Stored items
● ● ● ● ●

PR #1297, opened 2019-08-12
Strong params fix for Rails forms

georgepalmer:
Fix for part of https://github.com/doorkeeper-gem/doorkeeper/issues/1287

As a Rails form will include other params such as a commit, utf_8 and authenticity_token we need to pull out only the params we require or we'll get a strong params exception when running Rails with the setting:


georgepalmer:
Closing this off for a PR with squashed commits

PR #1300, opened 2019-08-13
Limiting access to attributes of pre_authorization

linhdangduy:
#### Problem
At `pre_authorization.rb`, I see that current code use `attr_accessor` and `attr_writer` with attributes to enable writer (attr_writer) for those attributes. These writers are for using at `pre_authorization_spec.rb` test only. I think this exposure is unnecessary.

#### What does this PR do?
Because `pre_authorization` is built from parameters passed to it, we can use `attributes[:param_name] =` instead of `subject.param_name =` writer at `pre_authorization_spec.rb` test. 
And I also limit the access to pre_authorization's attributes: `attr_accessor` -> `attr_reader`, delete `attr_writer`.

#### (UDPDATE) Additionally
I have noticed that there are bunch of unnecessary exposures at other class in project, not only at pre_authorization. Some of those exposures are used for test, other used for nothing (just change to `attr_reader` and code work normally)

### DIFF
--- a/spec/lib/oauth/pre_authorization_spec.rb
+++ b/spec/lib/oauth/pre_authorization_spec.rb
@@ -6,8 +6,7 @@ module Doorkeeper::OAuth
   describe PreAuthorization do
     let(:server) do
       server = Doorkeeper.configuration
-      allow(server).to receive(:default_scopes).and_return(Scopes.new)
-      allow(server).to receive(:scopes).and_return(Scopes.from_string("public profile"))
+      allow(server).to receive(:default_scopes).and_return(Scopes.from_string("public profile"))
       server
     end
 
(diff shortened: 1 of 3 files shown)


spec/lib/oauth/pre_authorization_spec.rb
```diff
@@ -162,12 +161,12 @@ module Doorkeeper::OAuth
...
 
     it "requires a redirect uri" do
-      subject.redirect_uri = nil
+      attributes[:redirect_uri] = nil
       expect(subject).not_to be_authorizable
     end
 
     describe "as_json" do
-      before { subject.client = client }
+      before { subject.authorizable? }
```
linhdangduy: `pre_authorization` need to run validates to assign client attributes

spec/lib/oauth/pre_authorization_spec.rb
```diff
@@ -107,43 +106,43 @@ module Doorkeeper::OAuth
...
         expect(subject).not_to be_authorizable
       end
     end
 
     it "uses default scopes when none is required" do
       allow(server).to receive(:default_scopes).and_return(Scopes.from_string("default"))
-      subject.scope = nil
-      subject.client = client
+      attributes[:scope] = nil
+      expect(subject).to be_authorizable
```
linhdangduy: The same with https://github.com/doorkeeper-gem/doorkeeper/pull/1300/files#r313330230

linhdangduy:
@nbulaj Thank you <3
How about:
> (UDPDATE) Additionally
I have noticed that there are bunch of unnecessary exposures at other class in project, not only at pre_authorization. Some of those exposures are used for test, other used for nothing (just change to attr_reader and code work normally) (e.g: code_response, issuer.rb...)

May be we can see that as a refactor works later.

● ● ● ● ●

DESCRIPTION OF THE TASK:
Check each line of the data above for the word "Rails" and copy the ones where it is found.

RESPONSE FOR THIS EXERCISE:
Strong params fix for Rails forms
As a Rails form will include other params such as a commit, utf_8 and authenticity_token we need to pull out only the params we require or we'll get a strong params exception when running Rails with the setting:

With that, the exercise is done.